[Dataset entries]
Issue #654, opened 2016-03-23
scrollbar shown when highligthing with non-default theme (e.g. pygments) and code_folding


jjallaire:
With the following metadata:

``` yaml
title: "Untitled"
output:
  html_document:
    highlight: pygments
    code_folding: show
```

Scrollbars are shown under the code chunks:

<img width="745" alt="screen shot 2016-03-23 at 2 52 33 pm" src="https://cloud.githubusercontent.com/assets/104391/13997133/f222b574-f106-11e5-95b4-e0c448697e08.png">

This does not occur for `highlight: default`

p0bs:
Thanks again for this. Just to say that the scrollbar appears with 'highlight: pygments' on Windows, but not on mac.

jjallaire:
Fixed via https://github.com/rstudio/rmarkdown/commit/b343c980d5e42fba5663c2cf3034bd4b00064d5e

stefanavey:
I have this same issue when I upgraded pandoc from version 1.19.2.1 to 2.1.3. Is this an issue with Pandoc now?

rich-iannone:
@yihui I can definitely prioritize this one.

rich-iannone:
This is now reproducible to me on macOS (recent RStudio, pandoc v2.2.1) when the option `Show scroll bars` is set to `Always`. The code chunk does scroll horizontally regardless of this setting. Will look into a fix now.

PR #1489, opened 2018-12-04
WIP: fix rmarkdown regarding new theme behaviour in pandoc

### LINKED ISSUE #1471: Background color (using zenburn highlight) in R-chunks not showing correctly
When I create an R-notebook and then apply highlight (zenburn) and theme (journal), the background color of the R-chunk shows in grey color and it should be black.  Already tested with both `rmarkdown` versions, the devel and latest in production through CRAN.  I'm using the latest version of Rstudio (Version 1.1.463).

image
**System info:**

```
> sessionInfo()
R version 3.5.0 (2018-04-23)
Platform: x86_64-apple-darwin15.6.0 (64-bit)
Running under: macOS High Sierra 10.13.6

Matrix products: default
BLAS: /System/Library/Frameworks/Accelerate.framework/Versions/A/Frameworks/vecLib.framework/Versions/A/libBLAS.dylib
LAPACK: /Library/Frameworks/R.framework/Versions/3.5/Resources/lib/libRlapack.dylib

locale:
[1] en_US.UTF-8/en_US.UTF-8/en_US.UTF-8/C/en_US.UTF-8/en_US.UTF-8

attached base packages:
[1] stats     graphics  grDevices utils     datasets  methods   base     

other attached packages:
 [1] yaml_2.2.0      xfun_0.4        tinytex_0.9     stringr_1.3.1   stringi_1.2.4  
 [6] mime_0.6        markdown_0.8    magrittr_1.5    knitr_1.20      jsonlite_1.5   
[11] htmltools_0.3.6 htmldeps_0.1.1  highr_0.7       glue_1.3.0      evaluate_0.12  
[16] digest_0.6.18   base64enc_0.1-3 Rcpp_0.12.19   

[1] packrat_0.4.9-3   rmarkdown_1.10.14 tools_3.5.0       rsconnect_0.8.8   compiler_3.5.0   
```

cderv:
This is a proposition to fix #1471. The issue resumes the problem introduced by recent changes in pandoc 2. The way pandoc > 2 insert css styling for highligting when converting to html conflicts with boostrap and theme. 

This proposition tries to adapt rmarkdown default html template to insert css rules that deals with that. 

This may be temporary if we try to report this impact to pandoc and find a clever solution that does not break this.

**This is work in progress** to get feedback and iterate. Also because I think the impact is rather broad among different format that rmarkdown convert to thanks to pandoc.

---
This change is [Reviewable](https://reviewable.io/reviews/rstudio/rmarkdown/1489)

### DIFF
--- a/R/html_document.R
+++ b/R/html_document.R
@@ -266,6 +266,10 @@ html_document <- function(toc = FALSE,
   else if (!is.null(template))
     args <- c(args, "--template", pandoc_path_arg(template))
 
+  # activate pandoc > 2 features in template
+  if (isTRUE(pandoc2.0()))
+    args <- c(args, pandoc_variable_arg("ispandoc2", "1"))
+
   # validate code_folding
   code_folding <- match.arg(code_folding)
 
@@ -297,10 +301,6 @@ html_document <- function(toc = FALSE,
   # additional css
   for (css_file in css)
     args <- c(args, "--css", pandoc_path_arg(css_file))
-
-  # deal with pandoc > 2 features in template
-  if (isTRUE(pandoc2.0()))
-    args <- c(args, pandoc_variable_arg("ispandoc2", "1"))
 
   # manage list of exit_actions (backing out changes to knitr options)
   exit_actions <- list()
--- a/R/html_document.R
+++ b/R/html_document.R
@@ -298,6 +298,10 @@ html_document <- function(toc = FALSE,
   for (css_file in css)
     args <- c(args, "--css", pandoc_path_arg(css_file))
 
+  # deal with pandoc > 2 features in template
+  if (isTRUE(pandoc2.0()))
+    args <- c(args, pandoc_variable_arg("ispandoc2", "1"))
+
   # manage list of exit_actions (backing out changes to knitr options)
   exit_actions <- list()
   on_exit <- function() {
--- a/R/html_document.R
+++ b/R/html_document.R
@@ -266,10 +266,6 @@ html_document <- function(toc = FALSE,
   else if (!is.null(template))
     args <- c(args, "--template", pandoc_path_arg(template))
 
-  # activate pandoc > 2 features in template
-  if (pandoc2.0())
-    args <- c(args, pandoc_variable_arg("ispandoc2", "1"))
-
   # validate code_folding
   code_folding <- match.arg(code_folding)
 
--- a/R/html_document.R
+++ b/R/html_document.R
@@ -267,7 +267,7 @@ html_document <- function(toc = FALSE,
     args <- c(args, "--template", pandoc_path_arg(template))
 
   # activate pandoc > 2 features in template
-  if (isTRUE(pandoc2.0()))
+  if (pandoc2.0())
     args <- c(args, pandoc_variable_arg("ispandoc2", "1"))
 
   # validate code_folding
--- a/inst/rmd/h/default.html
+++ b/inst/rmd/h/default.html
@@ -49,7 +49,7 @@ $endif$
 
 $if(highlighting-css)$
 <style type="text/css">code{white-space: pre;}</style>
-<style type="text/css">
+<style type="text/css" data-origin="pandoc">
 $highlighting-css$
 
 $if(code_folding)$
@@ -63,8 +63,28 @@ $if(code_folding)$
   margin-right: -30px;
 }
 $endif$
-
 </style>
+<!-- apply pandoc div.sourceCode style to pre.sourceCode instead -->
+<script>
+  (function() {
+    var sheets = document.styleSheets;
+    for (var i = 0; i < sheets.length; i++) {
+      if (sheets[i].ownerNode.dataset["origin"] !== "pandoc") continue;
+      try { var rules = sheets[i].cssRules; } catch (e) { continue; }
+      for (var j = 0; j < rules.length; j++) {
+        var rule = rules[j];
+        // check if there is a div.sourceCode rule
+        if (rule.type !== rule.STYLE_RULE || rule.selectorText !== "div.sourceCode") continue;
+        var style = rule.style.cssText;
+        // check if color or background-color is set
+        if (rule.style.color === '' || rule.style.backgroundColor === '') continue;
+        // replace div.sourceCode by a pre.sourceCode rule
+        sheets[i].deleteRule(j);
+        sheets[i].insertRule('pre.sourceCode{' + style + '}', j);
+      }
+    }
+  })();
+</script>
 $if(theme)$
 <style type="text/css">
   pre:not([class]) {
@@ -612,29 +632,6 @@ $if(mathjax-url)$
   })();
 </script>
 $endif$
-
-<!-- apply pandoc div.sourceCode style to pre.sourceCode instead -->
-<script>
-  (function() {
-    var stylesheets = document.styleSheets;
-    for(var i=0; i<stylesheets.length; i++){
-      var rules = stylesheets[i].cssRules;
-      for(var j=0; j<rules.length; j++){
-        var rule = rules[j];
-        // check if there is a div.sourceCode rule
-        if(rule.STYLE_RULE == 1 && rule.selectorText == "div.sourceCode"){
-          var style = rule.style.cssText;
-          // check if color or background-color is set
-          if(style.match('color|background-color')){
-            // replace div.sourceCode by a pre.sourceCode rule
-            stylesheets[i].deleteRule(j);
-            stylesheets[i].insertRule('pre.sourceCode{'+style+'}', j);
-          }
-        }
-      }
-    }
-  })();
-</script>
 
 </body>
 </html>
--- a/inst/rmd/h/default.html
+++ b/inst/rmd/h/default.html
@@ -52,17 +52,6 @@ $if(highlighting-css)$
 <style type="text/css">
 $highlighting-css$
 
-$if(ispandoc2)$
-pre.sourceCode  {
-  $if(highlight-color)$
-  color: inherit;
-  $endif$
-  $if(highlight-backgroundcol)$
-  background-color: transparent;
-  $endif$
-}
-$endif$
-
 $if(code_folding)$
 .sourceCode .row {
   width: 100%;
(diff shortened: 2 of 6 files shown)


cderv:
This simple insertion of to css rules fix the issue with `html_document`
image

but now, as pandoc 2 applies the highlighting rule to `div`, with `notebook` we have a the background color applied even when code is hidden. 

image

and when opening the code
image

Not sure we want that... I'll see if I can add something to change that.

yihui:
Perhaps we should check if the parent node is `div.sourceCode` before deciding where to insert the `div` containing the Show/Hide button:
https://github.com/rstudio/rmarkdown/blob/34d2fd0ebceb91705a54692ee5cfb46f0f09e28e/inst/rmd/h/navigation-1.1/codefolding.js#L48

If we are inside `div.sourceCode`, we need to insert this `div` to the parent node of `div.sourceCode`.

cderv:
Thanks for pointing this out. 
It is exactly what I am trying to do ! it took me some time to discover how rmarkdown inserted the collapsible code ! I do not know the 📦  inside / out ... yet 😉 
I am currently modifying this js file. Will update the PR soon.

cderv:
Ok for notebook I guess
code-folding

Small customisation pandoc css introduce 
```css
div.sourceCode {
    margin-top: 1em;
    margin-right: 0px;
    margin-bottom: 1em;
    margin-left: 0px;
}
```
As we insert `<div class='row'>` just before, I found the margin a little big. So I modified to reduce, using `em` also and not `px`
```css
div.row {
  /* to reduce the space introduce in pandoc div.sourceCode */
  margin-bottom: -0.8em;
}
```
🤔  not sure of that change...
I think I'll test several other format and option to see if something is wrong or if all is fixed.

inst/rmd/h/navigation-1.1/codefolding.js
```diff
@@ -45,7 +45,9 @@ window.initializeCodeFolding = function(show) {
     buttonCol.append(showCodeButton);
     buttonRow.append(buttonCol);
 
-    div.before(buttonRow);
+    var sourceCodeBlock = $('div.sourceCode');
```
yihui: Will this also work with Pandoc 1.9.x? i.e. Does Pandoc 1.9 also generate `div.sourceCode`?

cderv: This is part of the test I need to make. Yes pandoc 1.9.x have a `div.sourceCode` but the css applied to those part have changed. 

So yes this line work and the button is added above without issue, but the margin trick does not work. Will change that. 

Also the main fix 
```css
pre.sourceCode  {
  color: inherit;
  background-color: transparent;
}
```
does not work with pandoc 1.9 because in this pandoc version the background is applied to `pre.sourceCode` so it erase it... - 
if we want something that work with old and new, I need to find another one...  :confused:

cderv:
@yihui here is a proposition to make the fix conditional to pandoc > 2. As the issue is due to change from pandoc 2, we can activate a variable for pandoc template based on the version. This way the changes are only applied if used with pandoc 2. 
This also could be useful to add new features - at some point two template could exist.

This was for me the more obvious fix right now, rather than going with css mastery. (I did not find one that could work both with pandoc < 2 and pandoc > 2.

What do you think ?

inst/rmd/h/navigation-1.1/codefolding.js
cderv: ok - there is not `div.sourceCode` inserted if we use `highlight = 'default'`, whatever the version of pandoc. I need to deal with that.

cderv:
this should now work. I will try to test thoroughly. You can give it a try also. 

* `default` and `textmate` (not pandoc theme) are working. 
* 1.9 and > 2 works also in both case.
* new code is activated only when pandoc theme are added and when pandoc 2 is used

inst/rmd/h/default.html
```diff
@@ -60,10 +67,15 @@
   overflow-x: auto;
 }
 .code-folding-btn {
-  margin-right: -30px;
+  margin-right: 0px;
+}
```
yihui: This was introduced by #1399, and can be safely removed now.

inst/rmd/h/default.html
```diff
@@ -52,6 +52,13 @@
 <style type="text/css">
 $highlighting-css$
 
+$if(ispandoc2)$
+pre.sourceCode  {
+  color: inherit;
+  background-color: transparent;
```
yihui: Actually this will break themes that don't have a background color, such as `pygments` https://github.com/rstudio/rmarkdown/issues/654#issuecomment-380234085 Such themes should inherit the background color from Bootstrap's `pre`.

My head is starting to hurt...

R/html_document.R
```diff
@@ -266,6 +266,10 @@ html_document <- function(toc = FALSE,
   else if (!is.null(template))
     args <- c(args, "--template", pandoc_path_arg(template))
 
+  # activate pandoc > 2 features in template
+  if (isTRUE(pandoc2.0()))
```
yihui: I won't use `isTRUE()` here. If there is anything wrong with the function `pandoc2.0()` (e.g. if it returns `NA`), I'd rather see an error.

cderv: there is no more `isTRUE`

inst/rmd/h/default.html
cderv: I got rid of this rule.

inst/rmd/h/default.html
cderv: Yes it was not clear to me and I wanted to test it further. Thanks for the confirmation. This [blog post](https://www.garrickadenbuie.com/blog/2018/07/06/pandoc-syntax-highlighting-examples/) shows the result of pandoc styling, and indeed pygment as a white background, but with bootstrap it is not the case. As we need to 
* override the `pre` style of bootstrap because pandoc apply the background color and color to the parent
* inherits for the `pre` style of bootstrap to keep the `pre` css rule from bootstrap for theme that don't have background and color
I think we should also do something conditional. 

Of pandoc highlighting style, we have frome the [src code](https://github.com/jgm/skylighting/blob/master/skylighting-core/src/Skylighting/Styles.hs)
*  `pygments` with nothing ➡️ should inherit boostrap _color_ and _background-color_
* `tango` with no default color ➡️  should inherit boostrap color only
*  `haddock` is like `pygments`
*  `monochrome` is like `pygments`

I'll come up with something... 🤔 and yes 🤯

cderv: I made a proposition by manually setting which style has background and color or not. Then with two more template variable, the correct rule is activated. 

In the same idea, with pandoc2 we can do something more dynamic. I hesitate to introduce this in rmarkdown but it could be interesting. We can get highlight information with 
```r
  if (pandoc2.0()) {
    arg <- c("--print-highlight-style", pandoc_highlight)
    json_res <- system2(pandoc(), arg, stdout = TRUE)
    properties <- jsonlite::fromJSON(paste0(json_res, collapse = "\n"))
  }
```

we then get for _pygments_
```r
> properties$`background-color`
NULL
> properties$`text-color`
NULL
```

and for _tango_
```r
> properties$`text-color`
NULL
> properties$`background-color`
[1] "#f8f8f8"
```

We could introduce a function `get_higligthing_styles` in rmarkdown (that we could export) and use this here to test if `is.null` or not. This could even mean that we could fill in the value in
`pre.sourceCode` css rule, instead of _inherits_ or _transparent_

I run this by you before pushing anything. I have a working code locally though - I can share then revert.

cderv:
Initially, I did not want to touch what pandoc is inserting.  
I'll give it a go then. 

Rather than modified, could'nt we add `pre.sourceCode` to the rule if existing with background or color ?
```css
div.sourceCode, pre.sourceCode
  { color: #cccccc; background-color: #303030; }
```
kind of the same but maybe more compatible with pandoc ?

yihui:
Yes you certainly can. I guess the risk is minimal if we only modify this single rule from `div.sourceCode` to `pre.sourceCode`, though. If we define rules for both `div` and `pre`, there is a subtle disadvantage:

## pre.sourceCode only

image

## both div.sourceCode and pre.sourceCode

image

Did you notice the differences in the four corners? That's because Bootstrap defined rounded corners for `pre`. If the `div` has a background color, the corners will be filled.

Implementation-wise, you probably have to loop through `document.styleSheets` to find this particular stylesheet.

cderv:
oh ! I did not notice before reading what the difference was. I read the doc you linked to and some others, I agree that this require iteration. I'll work on that ! thanks for pointing the direction.

cderv:
I reverted back everything and deal with this using javascript code now. So just one file changed 😄 

Do you find this better and easier to maintain ?

I put the script at the end of the template but I wonder if it should be elsewhere... 🤔  Normally, if no pandoc highlighting is chosen, no need to insert this script. I hesitated to put it in this part, that i believe is activated only by using pandoc highlighting
https://github.com/rstudio/rmarkdown/blob/e91e4c27bb223b6b0380a185c6f2fe5fb2ee2404/inst/rmd/h/default.html#L50-65

Also, I think there is another small change. New pandoc 2.0 added the `div.sourceCode` part and applied also a css rule for margin (see in _skylighting_ [25](https://github.com/jgm/skylighting/pull/25/files) and [26](https://github.com/dbaynard/skylighting/commit/4183a820ae9b4d9932efd1009bdd6ae4da7ab524) that modified the [style](https://github.com/dbaynard/skylighting/blob/master/skylighting-core/src/Skylighting/Format/HTML.hs) applied by pandoc)

```css
div.sourceCode { margin: 1em 0; }
```
this create a difference in rendered rmarkdown. I think it is not really impacting but I let you decide if it should be dealt with.

inst/rmd/h/default.html
```diff
@@ -613,5 +613,28 @@ <h4 class="date"><em>$date$</em></h4>
 </script>
 $endif$
 
+<!-- apply pandoc div.sourceCode style to pre.sourceCode instead -->
+<script>
+  (function() {
+    var stylesheets = document.styleSheets;
+    for(var i=0; i<stylesheets.length; i++){
+      var rules = stylesheets[i].cssRules;
```
yihui: Need `try/catch` here since the `cssRules` property is not necessarily accessible: https://developer.mozilla.org/en-US/docs/Web/API/CSSStyleSheet#Notes

cderv:
Perfect ! So, my intuition was correct to move the hack. For rest, I am always learning - nice JS improvement.

Thanks @yihui for your review!

yihui:
You did 99% of the work, and I only did the rest 1% :)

### What needs to be done
Every line from the first entry to the line containing "Scrollbars are shown" should be transcribed exactly, and nothing beyond it.

### Exercise result
Issue #654, opened 2016-03-23
scrollbar shown when highligthing with non-default theme (e.g. pygments) and code_folding


jjallaire:
With the following metadata:

``` yaml
title: "Untitled"
output:
  html_document:
    highlight: pygments
    code_folding: show
```

Scrollbars are shown under the code chunks:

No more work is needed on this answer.